Elementary students will be required to read picture-book versions of “David and Goliath” and “Daniel and the Lion’s Den.” By middle school, they’ll encounter passages from the Sermon on the Mount, which offers an upside-down moral vision that prizes humility, mercy, and peacemaking over power and retribution, putting it at odds with much of today’s GOP politics.

High schoolers will read about Adam and Eve.

The list will affect more than 5 million students, which constitutes roughly one in ten of all public school children in America. That is gobsmacking.

Supporters laughably claim the Bible is “an essential piece of literature.” But the motive for this move has absolutely nothing to do with the Bible as a literary masterwork. It has everything to do with forcing Christianity down the throats of innocent children.

“If I’m reading to one of my students – they’re Muslim, or they’re atheist – I can say all day long, ‘We’re teaching a theme, we’re teaching symbolism,’ but they’re hearing, ‘This is a Bible story. We’re talking about God,” a Dallas-area teacher said.

The president of Americans United for Separation of Church and State called it part of “a broader movement to misuse public schools to impose one narrow set of religious beliefs and indoctrinate a new generation of Americans.”

That new generation includes Jewish children, Muslim children, Hindu children, and atheist children. It also includes queer children who are already navigating a world that sends them daily signals that they are not normal, and that if their families consist of same-sex parents, they are living in sin.

These kids will now be forced to sit in a classroom and absorb these sanctimonious lessons in hate, dictated by a far-right political movement that has spent years legislating against their existence and the existence of their families.

The Buttigieg swatting and the Bible bill are inextricably linked. The far right has increasingly made children a primary target, not because children have done anything wrong, but because children are at the heart of it all, where the future begins.

When you target the children of queer parents, you terrorize families who have been deemed sinners by the Christian right. When you mandate Christianity in classrooms, you capture the next generation before it can think for itself. 

Ironically, children often rebel against beliefs that are forced on them, especially when religion is presented as a political mandate rather than a moral guide.

The laws stripping healthcare from trans youth, the campaigns to scrub queer families from school libraries, and the bills designed to make LGBTQ+ people invisible in public life all rest on the same Christian conviction – that queer people do not deserve to exist in a society that the far right believes should be reserved only for white, straight people.

What was done to Buttigieg is a very serious crime. Swatting, including CPS variants involving false reports, is a federal and often a state crime, carrying penalties ranging from misdemeanors to felonies, including jail sentences of multiple years.

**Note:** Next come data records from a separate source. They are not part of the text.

PR #422, opened 2020-12-09
DEX-1026 SC6

ngadiyak:


dex-load/src/main/scala/com/wavesplatform/dex/load/TankGenerator.scala
```diff
@@ -333,6 +336,59 @@ object TankGenerator {
...
+    def mkMassTransfer(transfers: List[Transfer], asset: AssetId): MassTransferTransaction =
+      MassTransferTransaction
+        .builder(transfers.asJava)
+        .assetId(asset)
+        .fee(settings.defaults.massTransferFee + (transfers.size + 1) * settings.defaults.massTransferMultiplier)
+        .version(1)
+        .timestamp(System.currentTimeMillis() + Random.nextLong(100000))
+        .getSignedWith(issuer)
+
+    assetOwners.map { case (assetOwner, asset) =>
```
vsuharnikov, line 355: `foreach`? we don't use the result of `map`.

dex-load/src/main/scala/com/wavesplatform/dex/load/TankGenerator.scala
```diff
@@ -333,6 +336,59 @@ object TankGenerator {
...
+    val assetOwners = accounts.map(_ -> assets(new Random().nextInt(assets.length)))
+    val allRecipients = assetOwners.map(_._1).toSet
+
+    def mkMassTransfer(transfers: List[Transfer], asset: AssetId): MassTransferTransaction =
+      MassTransferTransaction
+        .builder(transfers.asJava)
+        .assetId(asset)
+        .fee(settings.defaults.massTransferFee + (transfers.size + 1) * settings.defaults.massTransferMultiplier)
+        .version(1)
+        .timestamp(System.currentTimeMillis() + Random.nextLong(100000))
```
vsuharnikov, line 352: There could be some duplicates even we use `Random`. Also this code could be copied somewhere in the future. Let's move the timestamp into function's arguments: 
```scala
def mkMassTransfer(transfers: List[Transfer], asset: AssetId, ts: Long): MassTransferTransaction =
  ...
  .timestamp(ts)
```

dex-load/src/main/scala/com/wavesplatform/dex/load/TankGenerator.scala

Buttigieg said that if there is any way to pursue civil or criminal charges, he will do so. The person who did this should face the full weight of the law, and their case should serve as a warning to anyone considering a copycat attack on queer families in their own communities.

Because that is the other danger. Buttigieg’s story is receiving wide coverage, and there are people watching who see not an outrage but an idea for harming queer people. Anonymous CPS reports require no courage and leave few fingerprints. They can be filed against any queer couple anywhere in America.

Gay and lesbian parents need to be aware of this and remain extra vigilant.

The Texas Bible mandate will, rightfully, face legal challenges. But in the world we live in, that provides little solace. If this reaches the Supreme Court, a ruling in favor of the Texas Board of Education is a foregone conclusion.

Buttigieg wrote that politics now feels “more and more like bloodsport.” He’s right. The swatting of his family and the forcing of the Bible on children prove that modern politics is no longer about winning arguments.

It is about drawing blood and using children as the knife.